現在、地球上には140万種類の動物がいますが、そのなかで哺乳類はどのくらいいるでしょうか?

答えは約5500種類です。

では、その哺乳類の大本となった祖先をご存知ですか?ここでは哺乳類の祖先をさらに深掘りし、猫の進化のカギとなる動物について紹介します。

猫や犬の祖先となった太古の動物は「ミアキス」

恐竜が絶滅したといわれる6500万年前〜4800万年前、ヨーロッパ大陸の森林に「ミアキス」という動物がいました。

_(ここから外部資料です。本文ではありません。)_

PR #1131, opened 2022-05-05
Add Atmospheric Corrections and Bounds [OTA-120]

fpezzinosn:
# Description

@swift-nav/devinfra

Added 3 new messages related to Atmospheric Corrections and Bounds
- MSG_SSR_STEC_CORRECTION (new evolution of SBP 1531): One Message per Tile
- MSG_SSR_GRIDDED_CORRECTION_BOUNDS (new extension of SBP 1532, TROPO + Residuals)
- MSG_SSR_TILE_DEFINITION (new evolution of SBP 1526)

# API compatibility

No, just adding new messages.

## API compatibility plan

# JIRA Reference

https://swift-nav.atlassian.net/browse/OTA-120


spec/yaml/swiftnav/sbp/ssr.yaml
```diff
@@ -379,6 +379,53 @@ definitions:
...
+       - update_interval:
+           type: u8
+           desc: >
+             Update interval between consecutive bounds. Similar to
+             RTCM DF391.
+       - sol_id:
+           type: u8
+           desc: SSR Solution ID.
+
+ - MSG_SSR_STEC_CORRECTION_NEW:
```
fpezzinosn, line 403: I'll look for a better name to differentiate it with the existing message, _NEW isn't the best of suffixes

silverjam: Standard procedure here is to add `_DEP` (or `_DEP_A` if `_DEP` already exists) for the existing message and have this new message occupy the old name. I would go ahead and do that in this PR since these messages should be treated like the real thing.

fpezzinosn: And what happens with the IDs of the messages?
The message validator threw the following `Previous ID: 1531, Current ID: 1533`, so I guess I should have kept the original ID.

silverjam: @isaactorz ^^ this is a bug with the message validator that we didn't notice during review, it's a common pattern to rename messages (the ID and contents of the message must remain the same)

silverjam (approved):

PR #1132, opened 2022-05-05
Add Integrity Flags messages [OTA-121]

fpezzinosn:
# Description

@swift-nav/devinfra

These messages are:
- MSG_SSR_FLAG_HIGH_LEVEL
- MSG_SSR_FLAG_SATELLITES
- MSG_SSR_FLAG_TROPO_GRID_POINTS
- MSG_SSR_FLAG_IONO_GRID_POINTS
- MSG_SSR_FLAG_IONO_TILE_SAT_LOS
- MSG_SSR_FLAG_IONO_GRID_POINT_SAT_LOS

# API compatibility

No, just adding new messages to a new package.

## API compatibility plan

# JIRA Reference

https://swift-nav.atlassian.net/browse/OTA-121


silverjam (approved):
@fpezzinosn -- FYI, we need a follow-up task to review the PDF documentation for these messages, see https://github.com/swift-nav/libsbp/blob/staging/docs/sbp.pdf and check out the "units" columns in particular (mainly, the units need to very simple otherwise they'll overflow the layout in the PDF, so any "usage notes" or "caveats" for the units need to move into the message description).

fpezzinosn:
> @fpezzinosn -- FYI, we need a follow-up task to review the PDF documentation for these messages, see https://github.com/swift-nav/libsbp/blob/staging/docs/sbp.pdf and check out the "units" columns in particular (mainly, the units need to very simple otherwise they'll overflow the layout in the PDF, so any "usage notes" or "caveats" for the units need to move into the message description).

Ok, will do. I'll also enable the others that are currently set as private to check how their documentation looks.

30cmほどの小さな体で主に樹上で生活し、小動物を捕食して暮らしていました。このミアキスこそが、現代に生きる肉食動物の祖先なのです。

ミアキスにはざまざまな種類が存在し、その中には猫や犬の祖先もいました。また、猫や犬だけでなく「イタチ科」「クマ科」「ハイエナ科」などの食肉目に分類される肉食性の動物はミアキスが祖先なのです。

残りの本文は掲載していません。